Lungi da me, affrontare il tema religioso, ognuno creda in chi voglia, se lo fa stare in pace con se stesso, ottimo così.
Cenni storici
La crocifissione
La pena della crocifissione era diffusa presso molte popolazioni antiche, come gli Assiri e i Persiani, gli Indiani, gli Sciiti, ed è stata portata in occidente da Alessandro Magno.
Il primo vero «successo» l'ha conosciuto soprattutto presso i Cartaginesi, ma furono forse i Romani il popolo che ne fece il ricorso più frequente e spietato: in seguito alla rivolta di Spartaco, nel 71 a.C., oltre seimila ribelli furono giustiziati in quel modo.

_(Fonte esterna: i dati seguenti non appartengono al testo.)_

PR #531, opened 2018-10-08
ignore sleep.

mrsiano:
ignore long sleep on demand for pod vertical.

the motivation comes from some prometheus workloads that dose not need steady state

La crocifissione per legge era riservata agli schiavi, ai prigionieri di guerra e ai rivoltosi, e in quell'occasione fu esercitata con fredda efficienza su tutti coloro che si erano ribellati al potere centrale: chiunque viaggiasse tra Capua e Roma poté vedere per giorni, ai lati della strada, i corpi rimasti sulle croci che venivano straziati dagli animali predatori e dalla forza degli agenti atmosferici.
Faceva parte della pena che il cadavere non trovasse sepoltura ancora intatto e fosse esposto allo sguardo dei passanti, in segno di disprezzo per i morti ma anche di monito per i vivi.
Soltanto con Costantino, nel 341 d.C., la crocifissione venne ufficialmente abolita dal novero delle condanne a morte, anche se già da tempo vi si faceva ricorso assai di rado.
Ci sono testimonianze secondo le quali anche nei campi di prigionia austroungarici, nel corso della prima guerra mondiale, si praticava la crocifissione e almeno un testimone oculare ha parlato di atti simili compiuti dai nazisti nel campo di concentramento di Dachau durante la seconda guerra mondiale.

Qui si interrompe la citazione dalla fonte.